*** Records for the exercise ***
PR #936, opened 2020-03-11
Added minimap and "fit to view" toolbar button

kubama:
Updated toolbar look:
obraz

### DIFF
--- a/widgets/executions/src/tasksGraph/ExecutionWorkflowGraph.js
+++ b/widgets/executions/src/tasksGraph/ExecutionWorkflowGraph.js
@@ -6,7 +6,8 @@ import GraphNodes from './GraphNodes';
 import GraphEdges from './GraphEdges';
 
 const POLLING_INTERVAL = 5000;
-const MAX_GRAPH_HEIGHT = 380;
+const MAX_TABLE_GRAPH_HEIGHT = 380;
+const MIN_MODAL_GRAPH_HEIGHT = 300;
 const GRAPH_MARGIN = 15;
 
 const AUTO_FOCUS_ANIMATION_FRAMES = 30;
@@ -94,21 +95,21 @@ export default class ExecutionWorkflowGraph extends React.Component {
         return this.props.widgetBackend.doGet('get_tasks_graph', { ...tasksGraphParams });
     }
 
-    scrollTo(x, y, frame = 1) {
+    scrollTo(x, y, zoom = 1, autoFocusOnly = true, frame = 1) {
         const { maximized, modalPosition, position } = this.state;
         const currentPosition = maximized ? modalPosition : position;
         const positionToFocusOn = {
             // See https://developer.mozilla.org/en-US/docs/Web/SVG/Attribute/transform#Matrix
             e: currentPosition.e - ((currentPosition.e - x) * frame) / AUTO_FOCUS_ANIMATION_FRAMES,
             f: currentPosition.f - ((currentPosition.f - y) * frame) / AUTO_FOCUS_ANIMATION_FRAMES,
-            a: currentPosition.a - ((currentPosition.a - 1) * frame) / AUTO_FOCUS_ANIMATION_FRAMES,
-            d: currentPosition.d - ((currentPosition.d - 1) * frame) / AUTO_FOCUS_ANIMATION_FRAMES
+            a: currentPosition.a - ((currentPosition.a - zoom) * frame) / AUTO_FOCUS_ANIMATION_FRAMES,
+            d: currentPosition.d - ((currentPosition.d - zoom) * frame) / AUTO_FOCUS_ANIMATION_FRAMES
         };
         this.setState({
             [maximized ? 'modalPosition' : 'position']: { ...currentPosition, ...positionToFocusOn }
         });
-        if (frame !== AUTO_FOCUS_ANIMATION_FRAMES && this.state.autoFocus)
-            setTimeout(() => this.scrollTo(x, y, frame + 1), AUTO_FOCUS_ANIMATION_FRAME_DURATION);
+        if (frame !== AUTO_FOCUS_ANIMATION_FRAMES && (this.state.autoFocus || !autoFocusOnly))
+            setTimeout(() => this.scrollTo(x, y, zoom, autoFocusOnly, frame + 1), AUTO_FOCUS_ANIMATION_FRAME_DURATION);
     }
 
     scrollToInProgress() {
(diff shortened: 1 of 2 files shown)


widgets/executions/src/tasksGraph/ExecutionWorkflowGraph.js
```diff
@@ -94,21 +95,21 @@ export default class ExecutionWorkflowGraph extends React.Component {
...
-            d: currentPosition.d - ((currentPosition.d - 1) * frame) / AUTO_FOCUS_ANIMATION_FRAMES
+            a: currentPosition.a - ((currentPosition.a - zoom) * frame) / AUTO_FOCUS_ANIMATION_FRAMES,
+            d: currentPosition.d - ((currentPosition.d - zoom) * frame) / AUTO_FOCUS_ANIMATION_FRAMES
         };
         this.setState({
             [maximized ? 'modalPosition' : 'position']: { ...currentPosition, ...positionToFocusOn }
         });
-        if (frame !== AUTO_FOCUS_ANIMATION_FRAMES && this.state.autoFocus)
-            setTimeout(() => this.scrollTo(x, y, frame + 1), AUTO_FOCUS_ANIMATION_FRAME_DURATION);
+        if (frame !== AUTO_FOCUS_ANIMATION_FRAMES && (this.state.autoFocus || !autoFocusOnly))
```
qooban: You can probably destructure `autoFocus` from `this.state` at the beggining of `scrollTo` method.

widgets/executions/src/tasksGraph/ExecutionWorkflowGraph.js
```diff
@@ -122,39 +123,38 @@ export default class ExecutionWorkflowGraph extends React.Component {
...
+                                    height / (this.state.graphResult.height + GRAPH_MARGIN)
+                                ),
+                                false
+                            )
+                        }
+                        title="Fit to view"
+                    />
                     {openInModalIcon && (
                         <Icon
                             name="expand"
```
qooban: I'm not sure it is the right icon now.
***
Task requirements -
Produce the number of lines in the data containing the string "autoFocusOnly", with nothing added.

Response box -
4